Tos ambe na walo, kambo wi wa tos ana kwan muno sunda, ai kambo tos zenyo chu tosko yanyo toska ajarim tentom na jevu na ipu tabo janjanyo weku.

For my own part, I was much occupied in learning to ride the bicycle, and busy upon a series of papers discussing the probable developments of moral ideas as civilisation progressed.

Manta kwa (tentom peni na kwa tai nainu mail 10.000.000 fawang) wa nuchu nunuvu lu vawana.

One night (the first missile then could scarcely have been 10,000,000 miles away) I went for a walk with my wife.

Adin na mangu la ai wa munjebo yu mangutan na angaro, ai yuno munyun Yamadu, pyo dinshi ya la nusis denu tiskati, yuno ala be tilanyun wi shai nole lai.

It was starlight and I explained the Signs of the Zodiac to her, and pointed out Mars, a bright dot of light creeping zenithward, towards which so many telescopes were pointed.

Manta sham tai. Tabo wainu vado lo, wonyo chu usinunai chu Charachi eom Ailawaras lutum la jika ai muhim aji wanyo.
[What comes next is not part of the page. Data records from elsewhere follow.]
PR #1486, opened 2022-12-23
fix: incorrect EloquentBuilder::where() return type

taka-oyama:
- [x] Added or updated tests
- [x] Updated CHANGELOG.md

**Changes**

This changes the return type of `where` in the `EloquentBuilder.stub` which did not match the original file.

This was throwing false positives in my custom Builder class.

For example, the following code.
```
{
    /** @return $this */
    public function visible()
    {
        return $this->where('visible', true);
    }
}
```

Was giving me this error.

```
Method App\Models\Builders\UserBuilder::visible() should return $this(App\Models\Builders\UserBuilder) but returns static(App\Models\Builders\UserBuilder).
```

### DIFF
--- a/CHANGELOG.md
+++ b/CHANGELOG.md
@@ -7,6 +7,7 @@ and this project adheres to [Semantic Versioning](http://semver.org/).
 
 ## [Unreleased]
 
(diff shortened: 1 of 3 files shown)


canvural:
`static` is correct here. You can just remove your return doctag from your method.

Issue #1487, opened 2022-12-23
Error with new rule `checkUnusedViews`


rcerljenko:
- Larastan Version: 2.3.0
- `--level` used: 6

### Description

After updating to v2.3 and enabling rule `checkUnusedViews` this happens:

```
In ViewFileHelper.php line 70:

Undefined array key 1
```

### Laravel code where the issue was found

This is from your code that's reported above:

```php
if (str_contains($view->getPathname(), 'views/vendor')) {
       continue;
 }

$viewName = explode($viewDirectory.'/', $view->getPathname());

yield str_replace(['/', '.blade.php'], ['.', ''], $viewName[1]); // THIS IS LINE 70
```

rcerljenko:
myabe it has something to do with windows - different directory separator  => `DIRECTORY_SEPARATOR` constant

rcerljenko:
yep.. just tried it with that constant and it worked... should i provide a PR for that?

canvural:
> yep.. just tried it with that constant and it worked... should i provide a PR for that?

Yes please.

rcerljenko:
here it is @canvural https://github.com/nunomaduro/larastan/pull/1488

canvural:
Released in https://github.com/nunomaduro/larastan/releases/tag/2.3.1 Thank you

PR #1488, opened 2022-12-23
Fix for issue #1487

rcerljenko:
Fixes https://github.com/nunomaduro/larastan/issues/1487

### DIFF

It was a warm night. Coming home, a party of excursionists from Chertsey or Isleworth passed us singing and playing music.

Dinya la shenum na ti na yudo tabo yunga nuzon.

There were lights in the upper windows of the houses as the people went to bed.

Chu fanaila la inainu auhim na fanai la yom fanuno, la didil ai rulka, akwa be inainu jamwe tom jinu fafau.

From the railway station in the distance came the sound of shunting trains, ringing and rumbling, softened almost into melody by the distance.

Vawana munyun wa idinshi na nodinya yam, pesan ai jin yanyo pim tila vuski ku tiska. Ya yunkule van ai vera shai.

My wife pointed out to me the brightness of the red, green, and yellow signal lights hanging in a framework against the sky. It seemed so safe and tranquil.